Dataset entries

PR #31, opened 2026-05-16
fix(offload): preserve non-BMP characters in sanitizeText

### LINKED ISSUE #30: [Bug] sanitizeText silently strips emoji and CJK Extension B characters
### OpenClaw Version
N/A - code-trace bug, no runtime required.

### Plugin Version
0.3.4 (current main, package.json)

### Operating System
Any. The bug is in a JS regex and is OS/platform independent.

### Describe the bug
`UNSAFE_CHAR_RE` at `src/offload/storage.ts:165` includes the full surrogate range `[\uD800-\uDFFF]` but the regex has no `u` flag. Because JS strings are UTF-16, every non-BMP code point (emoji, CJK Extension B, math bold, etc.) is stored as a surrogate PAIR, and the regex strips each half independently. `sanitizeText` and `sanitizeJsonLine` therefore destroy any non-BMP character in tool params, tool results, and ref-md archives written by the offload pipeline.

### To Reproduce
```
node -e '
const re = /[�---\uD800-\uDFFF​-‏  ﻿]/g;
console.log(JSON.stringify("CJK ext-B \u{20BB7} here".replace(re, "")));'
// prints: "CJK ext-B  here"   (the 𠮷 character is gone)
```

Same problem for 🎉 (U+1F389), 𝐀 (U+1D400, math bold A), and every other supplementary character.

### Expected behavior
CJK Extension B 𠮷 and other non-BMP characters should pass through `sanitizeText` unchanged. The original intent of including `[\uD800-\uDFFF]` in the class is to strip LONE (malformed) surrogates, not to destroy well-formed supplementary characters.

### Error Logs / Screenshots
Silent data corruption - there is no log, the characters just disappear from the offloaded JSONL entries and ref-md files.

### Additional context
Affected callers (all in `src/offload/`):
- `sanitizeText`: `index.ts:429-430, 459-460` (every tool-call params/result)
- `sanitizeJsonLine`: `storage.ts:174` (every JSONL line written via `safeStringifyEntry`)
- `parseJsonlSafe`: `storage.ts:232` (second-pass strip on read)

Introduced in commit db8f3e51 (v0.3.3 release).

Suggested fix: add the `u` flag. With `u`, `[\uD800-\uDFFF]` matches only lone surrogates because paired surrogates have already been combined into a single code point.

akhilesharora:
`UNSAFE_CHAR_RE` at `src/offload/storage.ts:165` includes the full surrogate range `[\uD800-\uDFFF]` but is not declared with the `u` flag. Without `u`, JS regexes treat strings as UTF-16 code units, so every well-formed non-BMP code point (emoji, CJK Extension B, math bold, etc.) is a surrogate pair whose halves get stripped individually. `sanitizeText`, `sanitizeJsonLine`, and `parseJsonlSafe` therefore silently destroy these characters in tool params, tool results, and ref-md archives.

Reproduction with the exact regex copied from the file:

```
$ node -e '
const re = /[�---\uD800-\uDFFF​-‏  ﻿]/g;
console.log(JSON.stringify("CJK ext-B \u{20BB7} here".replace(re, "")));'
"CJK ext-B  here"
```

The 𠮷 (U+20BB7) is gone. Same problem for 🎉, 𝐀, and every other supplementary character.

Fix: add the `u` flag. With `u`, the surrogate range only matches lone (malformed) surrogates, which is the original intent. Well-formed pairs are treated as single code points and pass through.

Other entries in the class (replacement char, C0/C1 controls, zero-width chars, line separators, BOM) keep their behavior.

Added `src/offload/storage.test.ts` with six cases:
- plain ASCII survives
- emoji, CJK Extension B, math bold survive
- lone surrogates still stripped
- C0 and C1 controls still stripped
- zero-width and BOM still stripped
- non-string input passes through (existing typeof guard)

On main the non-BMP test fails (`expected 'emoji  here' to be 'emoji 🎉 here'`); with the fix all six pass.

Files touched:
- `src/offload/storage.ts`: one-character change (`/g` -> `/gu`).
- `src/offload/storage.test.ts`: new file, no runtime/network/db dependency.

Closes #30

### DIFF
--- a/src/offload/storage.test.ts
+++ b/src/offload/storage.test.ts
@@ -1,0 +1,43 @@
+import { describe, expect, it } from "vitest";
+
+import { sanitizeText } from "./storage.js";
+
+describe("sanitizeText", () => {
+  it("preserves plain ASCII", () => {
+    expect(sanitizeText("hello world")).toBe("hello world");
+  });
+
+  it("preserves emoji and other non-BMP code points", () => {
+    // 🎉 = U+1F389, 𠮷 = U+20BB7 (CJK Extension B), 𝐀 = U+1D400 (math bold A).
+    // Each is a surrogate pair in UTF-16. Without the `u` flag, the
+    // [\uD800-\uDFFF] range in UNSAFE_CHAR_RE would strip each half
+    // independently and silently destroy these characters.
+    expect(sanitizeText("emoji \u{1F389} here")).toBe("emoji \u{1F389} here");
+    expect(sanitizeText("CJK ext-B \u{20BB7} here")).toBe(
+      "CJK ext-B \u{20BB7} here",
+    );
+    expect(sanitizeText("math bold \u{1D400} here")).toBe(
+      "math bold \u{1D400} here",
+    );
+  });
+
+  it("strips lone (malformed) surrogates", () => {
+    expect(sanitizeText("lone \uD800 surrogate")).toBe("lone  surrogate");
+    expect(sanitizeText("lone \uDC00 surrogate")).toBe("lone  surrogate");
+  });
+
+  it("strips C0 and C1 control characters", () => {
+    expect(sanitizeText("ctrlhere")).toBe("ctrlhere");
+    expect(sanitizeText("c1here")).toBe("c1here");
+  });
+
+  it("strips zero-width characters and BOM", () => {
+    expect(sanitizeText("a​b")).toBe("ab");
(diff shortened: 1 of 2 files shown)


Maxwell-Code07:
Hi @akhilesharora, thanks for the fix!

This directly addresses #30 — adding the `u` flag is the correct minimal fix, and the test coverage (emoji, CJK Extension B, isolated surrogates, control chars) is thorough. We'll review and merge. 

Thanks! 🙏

REQUIREMENT:
The required answer is the exact run of lines above starting at the line with "### Additional context" and ending at the line with "Introduced in commit", with both ends present.

RESPONSE BOX:
### Additional context
Affected callers (all in `src/offload/`):
- `sanitizeText`: `index.ts:429-430, 459-460` (every tool-call params/result)
- `sanitizeJsonLine`: `storage.ts:174` (every JSONL line written via `safeStringifyEntry`)
- `parseJsonlSafe`: `storage.ts:232` (second-pass strip on read)

Introduced in commit db8f3e51 (v0.3.3 release).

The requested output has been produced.